PR #494, opened 2018-10-15
Disambiguate entity field deserialization, fix order_by, return option from Store::get

### LINKED ISSUE #331: Fix BigInt comparisons in GraphQL filters

Jannis:
Obsoletes #376, obsoletes #480.

Fixes #331, making `orderBy`, `_lt`, `_lte` and other filters work for all supported entity attribute types.

## Fix ambiguous (and broken) entity deserialization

------------------------

### Work instruction
Starting at the line that contains "Fixes #331, making", print every line through the last one of the records, exactly and with nothing else.

### Answer for the task
Fixes #331, making `orderBy`, `_lt`, `_lte` and other filters work for all supported entity attribute types.

## Fix ambiguous (and broken) entity deserialization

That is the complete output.